Speaker
Description
Whilst there has been much success in modeling the linear and nonlinear rheology of monodisperse entangled linear polymers, progress in the constitutive modeling of polymeric materials continues to lag behind the needs of industry. Industrially sourced polymers are typically polydisperse (comprising a broad distribution of molecular weights), making their rheology more suitable for processing but also more difficult to predict. To date, there are no molecular-based constitutive models that are practically suitable for describing industrially relevant polymers in industrially relevant flows. We extend but strongly simplify the Read et al. model [Read et al., J.Rheol. 56, 823-873 (2012)], which is able to predict the linear and nonlinear rheology of bidisperse blends but is prohibitively complex for industrial use.
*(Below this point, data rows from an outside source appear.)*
PR #178, opened 2023-04-21
Escalate directly in case cloud provider or alert is not supported

typeid:
**What?**

- Directly escalate alerts not handled by CAD.

**Why?**

- We are currently not directly escalating GCP alerts, affecting our mean time to resolve for GCP CHGM.

Jira: [OSD-16111](https://issues.redhat.com//browse/OSD-16111)

### DIFF
--- a/cadctl/cmd/investigate/investigate.go
+++ b/cadctl/cmd/investigate/investigate.go
@@ -68,7 +68,11 @@ func run(cmd *cobra.Command, args []string) error {
 	alertType := isAlertSupported(pdClient.GetTitle(), pdClient.GetServiceName())
 	if alertType == "" {
 		fmt.Printf("Alert is not supported by CAD: %s", pdClient.GetTitle())
-		pdClient.EscalateAlert()
+		err = pdClient.EscalateAlert()
+		if err != nil {
+			return err
+		}
+
 		return nil
 	}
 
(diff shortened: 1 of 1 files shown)


RaphaelBut:
Nice! Important details when we start routing other alerts.
/lgtm

cadctl/cmd/investigate/investigate.go
```diff
@@ -85,11 +85,16 @@ func run(cmd *cobra.Command, args []string) error {
...
+		return err
+	}
+
 	// We currently have no investigations supporting GCP. In the future, this check should be moved on
 	// the investigation level, and we should be GCP or AWSClient based on this.
-	_, err = checkCloudProviderSupported(&ocmClient, &pdClient, externalClusterID, []string{"aws"})
-	if err != nil {
-		return fmt.Errorf("failed cloud provider check: %w", err)
+	if !cloudProviderSupported {
+		pdClient.EscalateAlertWithNote(fmt.Sprintf("CAD Investigation skipped: cloud provider is not supported."))
```
NautiluX: couldn't we pass the string directly instead of calling Sprintf?

cadctl/cmd/investigate/investigate.go
```diff
@@ -69,6 +68,7 @@ func run(cmd *cobra.Command, args []string) error {
 	alertType := isAlertSupported(pdClient.GetTitle(), pdClient.GetServiceName())
 	if alertType == "" {
 		fmt.Printf("Alert is not supported by CAD: %s", pdClient.GetTitle())
+		pdClient.EscalateAlert()
```
NautiluX: return value not checked (see pipeline)

cadctl/cmd/investigate/investigate.go
NautiluX: return value not checked (see pipeline)

NautiluX (changes requested):

cadctl/cmd/investigate/investigate.go
typeid: Indeed, thanks for pointing it out. Fixed this and the above. Unfortunately without https://issues.redhat.com/browse/OSD-15137 I can't run the lint job locally unless I figure out how to run it in a container with the correct go version, because the golangci-lint version is incompatible with my go 1.19.

PR #179, opened 2023-04-21
Upgrade golangci-lint to v1.52.2 and use local version if existing

typeid:
**What?**

Dynamically downloads golangci-lint v1.52.2. If golangci-lint is already installed, it uses the already installed golang-ci.lint.

This fixes issues when using a higher go version that doesn't fit the previously old hardcoded golangci-lint version of the makefile.

**Why?**

This results in nasty errors and blocks https://issues.redhat.com/browse/OSD-15137 because of a desync in the lint and go version.

### DIFF
--- a/.golangci.yml
+++ b/.golangci.yml
@@ -14,7 +14,6 @@ issues:
 linters:
   disable-all: true
   enable:
-    - deadcode
     - errcheck
     - gocritic
     - gocyclo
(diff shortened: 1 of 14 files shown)


.golangci.yml
```diff
@@ -25,9 +24,7 @@ linters:
     - misspell
     - revive
     - staticcheck
-    - structcheck
     - typecheck
     - unused
-    - varcheck
```
typeid, line 31: These are replaced by `unused`  by newer golangci-lint versions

We propose a pair of simplified tube models for polydisperse melts of entangled linear polymers that combine the success of the double reptation approximation [des Cloizeaux, Europhys. Lett. 5, 437-442 (1988)] in the linear regime with the success of the Rolie-Poly constitutive equation [Likhtman et al., J. Non-Newton. Fluid Mech.114, 1-12 (2003)] in the nonlinear regime. For binary blends, We show that these models naturally identify the effects from couplings between constraint release and chain retraction (i.e. the so-called "enhanced stretch relaxation time"). We generalize to a multi-component (polydisperse) model, based on the same underlying principles. Both of our models are in qualitative, and largely quantitative, agreement with experimental data for bidisperse and polydisperse melts of entangled linear polymers.